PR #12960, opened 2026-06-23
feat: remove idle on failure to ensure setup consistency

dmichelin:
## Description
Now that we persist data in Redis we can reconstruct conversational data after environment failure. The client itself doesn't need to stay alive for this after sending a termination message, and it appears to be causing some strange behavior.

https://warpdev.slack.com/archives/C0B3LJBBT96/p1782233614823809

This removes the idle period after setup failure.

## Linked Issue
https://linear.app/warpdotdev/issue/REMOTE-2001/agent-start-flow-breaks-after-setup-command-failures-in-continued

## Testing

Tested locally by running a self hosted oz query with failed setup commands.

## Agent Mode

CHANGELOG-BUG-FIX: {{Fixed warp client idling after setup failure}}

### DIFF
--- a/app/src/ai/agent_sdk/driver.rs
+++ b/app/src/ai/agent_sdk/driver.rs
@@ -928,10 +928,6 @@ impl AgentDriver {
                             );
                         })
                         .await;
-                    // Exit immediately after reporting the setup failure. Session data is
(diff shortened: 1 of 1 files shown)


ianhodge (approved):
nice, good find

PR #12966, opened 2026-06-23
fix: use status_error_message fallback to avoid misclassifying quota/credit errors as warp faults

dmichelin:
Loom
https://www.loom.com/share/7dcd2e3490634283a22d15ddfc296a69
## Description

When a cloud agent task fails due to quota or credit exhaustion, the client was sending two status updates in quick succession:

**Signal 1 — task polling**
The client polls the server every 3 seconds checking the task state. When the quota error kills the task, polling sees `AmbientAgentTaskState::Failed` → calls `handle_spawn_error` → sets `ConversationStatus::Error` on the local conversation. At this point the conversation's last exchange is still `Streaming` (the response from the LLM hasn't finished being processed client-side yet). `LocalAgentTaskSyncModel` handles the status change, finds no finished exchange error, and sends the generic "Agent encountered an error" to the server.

::::::

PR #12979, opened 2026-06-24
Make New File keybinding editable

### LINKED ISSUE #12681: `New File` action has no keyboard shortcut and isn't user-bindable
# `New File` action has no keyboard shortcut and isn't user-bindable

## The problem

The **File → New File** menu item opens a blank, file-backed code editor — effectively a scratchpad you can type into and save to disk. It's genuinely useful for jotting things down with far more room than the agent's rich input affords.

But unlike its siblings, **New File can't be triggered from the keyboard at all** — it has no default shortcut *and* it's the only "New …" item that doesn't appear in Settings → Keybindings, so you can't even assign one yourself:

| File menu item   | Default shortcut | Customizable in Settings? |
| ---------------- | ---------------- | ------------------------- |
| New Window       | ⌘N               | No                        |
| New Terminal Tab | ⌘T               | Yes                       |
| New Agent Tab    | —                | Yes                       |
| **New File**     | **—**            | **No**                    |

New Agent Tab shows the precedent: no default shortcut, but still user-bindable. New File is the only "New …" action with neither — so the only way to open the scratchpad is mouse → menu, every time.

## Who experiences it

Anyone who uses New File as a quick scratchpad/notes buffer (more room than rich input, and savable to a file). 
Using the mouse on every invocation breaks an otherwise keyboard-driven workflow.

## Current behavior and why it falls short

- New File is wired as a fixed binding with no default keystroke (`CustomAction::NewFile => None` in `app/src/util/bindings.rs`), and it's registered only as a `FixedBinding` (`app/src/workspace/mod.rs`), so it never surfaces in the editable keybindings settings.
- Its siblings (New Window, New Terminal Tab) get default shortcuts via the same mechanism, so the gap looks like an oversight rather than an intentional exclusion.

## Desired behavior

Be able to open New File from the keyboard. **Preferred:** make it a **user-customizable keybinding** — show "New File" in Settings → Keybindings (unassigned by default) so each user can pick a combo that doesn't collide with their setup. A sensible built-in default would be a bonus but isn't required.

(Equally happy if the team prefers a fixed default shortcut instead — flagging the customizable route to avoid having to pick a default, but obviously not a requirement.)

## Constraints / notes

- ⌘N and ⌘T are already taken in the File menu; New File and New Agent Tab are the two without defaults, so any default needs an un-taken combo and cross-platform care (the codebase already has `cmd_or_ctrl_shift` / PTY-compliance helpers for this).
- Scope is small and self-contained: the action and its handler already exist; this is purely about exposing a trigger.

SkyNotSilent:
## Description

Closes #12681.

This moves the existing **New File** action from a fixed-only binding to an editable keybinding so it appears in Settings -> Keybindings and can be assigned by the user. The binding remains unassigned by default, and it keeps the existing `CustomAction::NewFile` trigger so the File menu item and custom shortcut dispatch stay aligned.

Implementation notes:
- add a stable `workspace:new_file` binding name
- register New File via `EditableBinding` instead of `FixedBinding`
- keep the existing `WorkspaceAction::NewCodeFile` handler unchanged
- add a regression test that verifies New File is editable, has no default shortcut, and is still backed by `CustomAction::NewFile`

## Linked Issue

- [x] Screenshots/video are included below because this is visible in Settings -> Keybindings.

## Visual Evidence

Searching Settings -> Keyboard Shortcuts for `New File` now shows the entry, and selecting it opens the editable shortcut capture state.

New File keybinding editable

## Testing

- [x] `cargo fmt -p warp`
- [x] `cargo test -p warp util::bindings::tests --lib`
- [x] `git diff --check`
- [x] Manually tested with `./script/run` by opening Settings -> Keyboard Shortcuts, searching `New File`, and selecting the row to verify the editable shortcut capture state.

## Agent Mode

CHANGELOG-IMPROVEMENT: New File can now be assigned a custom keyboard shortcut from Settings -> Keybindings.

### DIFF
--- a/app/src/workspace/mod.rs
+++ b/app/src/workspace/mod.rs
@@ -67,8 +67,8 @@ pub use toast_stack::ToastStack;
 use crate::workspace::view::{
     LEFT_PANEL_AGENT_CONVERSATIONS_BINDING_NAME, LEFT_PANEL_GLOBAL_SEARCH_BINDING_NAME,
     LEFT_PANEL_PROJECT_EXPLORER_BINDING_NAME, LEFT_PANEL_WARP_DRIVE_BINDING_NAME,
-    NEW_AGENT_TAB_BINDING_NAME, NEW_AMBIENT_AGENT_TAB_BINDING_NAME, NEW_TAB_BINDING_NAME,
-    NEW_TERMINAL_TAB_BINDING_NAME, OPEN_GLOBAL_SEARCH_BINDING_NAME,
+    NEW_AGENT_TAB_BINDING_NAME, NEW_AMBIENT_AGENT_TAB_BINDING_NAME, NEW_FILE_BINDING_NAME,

::::::

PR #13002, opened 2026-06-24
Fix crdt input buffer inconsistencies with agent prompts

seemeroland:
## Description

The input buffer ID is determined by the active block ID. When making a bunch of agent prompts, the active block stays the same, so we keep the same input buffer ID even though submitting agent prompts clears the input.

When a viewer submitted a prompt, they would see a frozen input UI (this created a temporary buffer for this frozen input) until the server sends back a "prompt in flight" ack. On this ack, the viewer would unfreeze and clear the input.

::::::

Take from the entries every line that has the string "already".

ANSWER BELOW
- ⌘N and ⌘T are already taken in the File menu; New File and New Agent Tab are the two without defaults, so any default needs an un-taken combo and cross-platform care (the codebase already has `cmd_or_ctrl_shift` / PTY-compliance helpers for this).
- Scope is small and self-contained: the action and its handler already exist; this is purely about exposing a trigger.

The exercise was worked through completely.